> DATA FOR REVIEW
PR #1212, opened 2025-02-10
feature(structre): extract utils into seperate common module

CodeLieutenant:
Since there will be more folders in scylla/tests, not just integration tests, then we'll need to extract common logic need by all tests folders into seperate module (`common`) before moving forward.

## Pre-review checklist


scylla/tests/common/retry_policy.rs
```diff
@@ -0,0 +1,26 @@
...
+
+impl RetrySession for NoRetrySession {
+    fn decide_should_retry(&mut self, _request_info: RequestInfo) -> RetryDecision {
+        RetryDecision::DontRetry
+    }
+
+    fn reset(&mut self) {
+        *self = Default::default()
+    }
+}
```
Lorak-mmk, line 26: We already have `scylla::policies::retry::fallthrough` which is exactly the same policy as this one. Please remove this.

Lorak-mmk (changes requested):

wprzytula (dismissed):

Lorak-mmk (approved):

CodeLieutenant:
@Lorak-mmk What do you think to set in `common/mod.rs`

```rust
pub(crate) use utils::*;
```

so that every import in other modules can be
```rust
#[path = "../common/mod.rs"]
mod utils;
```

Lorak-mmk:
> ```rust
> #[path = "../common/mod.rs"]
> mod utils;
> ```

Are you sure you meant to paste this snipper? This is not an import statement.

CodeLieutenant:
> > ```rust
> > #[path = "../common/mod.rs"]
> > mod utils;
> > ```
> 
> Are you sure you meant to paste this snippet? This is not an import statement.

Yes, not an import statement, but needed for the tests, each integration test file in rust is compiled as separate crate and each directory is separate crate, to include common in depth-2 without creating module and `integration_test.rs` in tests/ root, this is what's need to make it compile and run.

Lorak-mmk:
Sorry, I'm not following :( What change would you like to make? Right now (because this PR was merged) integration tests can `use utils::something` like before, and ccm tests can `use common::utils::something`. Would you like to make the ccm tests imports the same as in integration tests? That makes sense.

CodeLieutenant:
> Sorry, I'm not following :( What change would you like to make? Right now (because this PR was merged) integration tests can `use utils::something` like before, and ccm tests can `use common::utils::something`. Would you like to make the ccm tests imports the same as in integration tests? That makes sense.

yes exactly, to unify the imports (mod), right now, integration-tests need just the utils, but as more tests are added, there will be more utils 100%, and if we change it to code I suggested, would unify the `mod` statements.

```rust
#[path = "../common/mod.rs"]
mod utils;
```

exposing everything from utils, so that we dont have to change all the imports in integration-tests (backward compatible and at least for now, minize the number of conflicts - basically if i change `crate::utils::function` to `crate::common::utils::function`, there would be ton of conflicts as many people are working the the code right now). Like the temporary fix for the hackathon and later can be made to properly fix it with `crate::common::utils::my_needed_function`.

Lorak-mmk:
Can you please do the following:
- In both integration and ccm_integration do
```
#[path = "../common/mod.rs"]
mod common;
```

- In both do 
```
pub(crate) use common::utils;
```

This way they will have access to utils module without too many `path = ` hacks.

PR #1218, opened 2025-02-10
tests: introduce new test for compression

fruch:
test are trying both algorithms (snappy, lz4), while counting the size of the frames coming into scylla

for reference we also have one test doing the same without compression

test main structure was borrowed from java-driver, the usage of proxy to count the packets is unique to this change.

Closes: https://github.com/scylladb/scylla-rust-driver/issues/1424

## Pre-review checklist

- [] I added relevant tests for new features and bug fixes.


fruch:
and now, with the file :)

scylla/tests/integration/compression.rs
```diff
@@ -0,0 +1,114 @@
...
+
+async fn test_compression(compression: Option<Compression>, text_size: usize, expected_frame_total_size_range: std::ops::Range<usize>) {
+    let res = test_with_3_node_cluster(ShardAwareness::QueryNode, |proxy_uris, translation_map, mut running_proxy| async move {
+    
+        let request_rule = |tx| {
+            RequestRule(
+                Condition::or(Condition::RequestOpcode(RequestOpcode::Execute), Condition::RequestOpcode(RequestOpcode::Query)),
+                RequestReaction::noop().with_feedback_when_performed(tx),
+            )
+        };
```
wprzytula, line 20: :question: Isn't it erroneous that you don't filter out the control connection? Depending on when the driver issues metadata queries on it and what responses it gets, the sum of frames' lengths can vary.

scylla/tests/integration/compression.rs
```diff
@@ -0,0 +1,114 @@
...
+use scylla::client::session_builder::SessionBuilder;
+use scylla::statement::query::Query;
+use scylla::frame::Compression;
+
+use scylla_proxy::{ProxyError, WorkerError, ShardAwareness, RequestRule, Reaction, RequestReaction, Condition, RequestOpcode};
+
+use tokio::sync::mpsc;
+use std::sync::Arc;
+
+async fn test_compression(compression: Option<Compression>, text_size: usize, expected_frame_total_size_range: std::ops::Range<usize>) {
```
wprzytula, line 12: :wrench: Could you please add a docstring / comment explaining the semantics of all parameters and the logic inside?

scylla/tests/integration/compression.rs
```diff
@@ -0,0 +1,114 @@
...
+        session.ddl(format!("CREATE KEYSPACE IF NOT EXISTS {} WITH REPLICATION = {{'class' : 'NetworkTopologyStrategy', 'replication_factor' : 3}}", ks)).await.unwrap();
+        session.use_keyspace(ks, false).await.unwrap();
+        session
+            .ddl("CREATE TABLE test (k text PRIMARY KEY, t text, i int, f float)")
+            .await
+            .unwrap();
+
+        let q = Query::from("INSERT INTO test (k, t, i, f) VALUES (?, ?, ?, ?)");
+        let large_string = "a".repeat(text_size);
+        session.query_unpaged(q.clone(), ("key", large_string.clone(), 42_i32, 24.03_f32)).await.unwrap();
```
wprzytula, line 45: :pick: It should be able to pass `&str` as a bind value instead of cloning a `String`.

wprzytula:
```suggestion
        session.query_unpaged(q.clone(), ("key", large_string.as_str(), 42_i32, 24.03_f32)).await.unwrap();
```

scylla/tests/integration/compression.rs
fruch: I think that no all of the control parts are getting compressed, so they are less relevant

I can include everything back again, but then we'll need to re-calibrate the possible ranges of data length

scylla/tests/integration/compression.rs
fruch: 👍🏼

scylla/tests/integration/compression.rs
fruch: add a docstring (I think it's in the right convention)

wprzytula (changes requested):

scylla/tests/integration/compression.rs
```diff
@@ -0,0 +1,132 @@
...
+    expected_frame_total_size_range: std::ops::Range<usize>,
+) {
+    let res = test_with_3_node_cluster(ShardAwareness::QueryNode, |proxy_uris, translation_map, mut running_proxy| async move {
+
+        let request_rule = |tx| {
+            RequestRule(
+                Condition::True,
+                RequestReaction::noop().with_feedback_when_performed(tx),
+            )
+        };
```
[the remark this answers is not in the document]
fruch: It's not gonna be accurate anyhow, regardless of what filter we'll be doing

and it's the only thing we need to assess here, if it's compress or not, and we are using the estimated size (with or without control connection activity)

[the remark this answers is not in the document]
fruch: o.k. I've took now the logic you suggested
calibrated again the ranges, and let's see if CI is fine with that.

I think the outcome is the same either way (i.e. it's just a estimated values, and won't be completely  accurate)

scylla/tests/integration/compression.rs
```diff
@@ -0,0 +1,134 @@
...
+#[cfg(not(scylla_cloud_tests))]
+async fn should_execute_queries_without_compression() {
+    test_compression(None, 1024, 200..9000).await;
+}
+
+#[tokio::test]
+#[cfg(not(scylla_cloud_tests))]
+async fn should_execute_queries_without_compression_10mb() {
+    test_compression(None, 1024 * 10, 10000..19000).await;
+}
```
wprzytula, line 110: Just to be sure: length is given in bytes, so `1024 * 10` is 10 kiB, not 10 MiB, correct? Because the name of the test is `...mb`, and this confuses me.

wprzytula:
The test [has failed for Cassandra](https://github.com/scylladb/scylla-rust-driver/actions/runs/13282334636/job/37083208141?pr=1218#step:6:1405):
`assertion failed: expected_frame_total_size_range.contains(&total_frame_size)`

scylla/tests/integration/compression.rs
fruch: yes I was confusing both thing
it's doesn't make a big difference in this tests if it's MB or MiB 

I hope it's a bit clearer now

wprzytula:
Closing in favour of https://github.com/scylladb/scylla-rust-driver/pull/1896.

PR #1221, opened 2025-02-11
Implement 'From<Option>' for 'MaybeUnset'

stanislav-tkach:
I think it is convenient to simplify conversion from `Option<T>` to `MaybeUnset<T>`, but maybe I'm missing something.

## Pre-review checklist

> PROBLEM TO SOLVE
Scan the data above and report each line in which "frames" is present.

> COMPLETED EXERCISE
test are trying both algorithms (snappy, lz4), while counting the size of the frames coming into scylla
wprzytula, line 20: :question: Isn't it erroneous that you don't filter out the control connection? Depending on when the driver issues metadata queries on it and what responses it gets, the sum of frames' lengths can vary.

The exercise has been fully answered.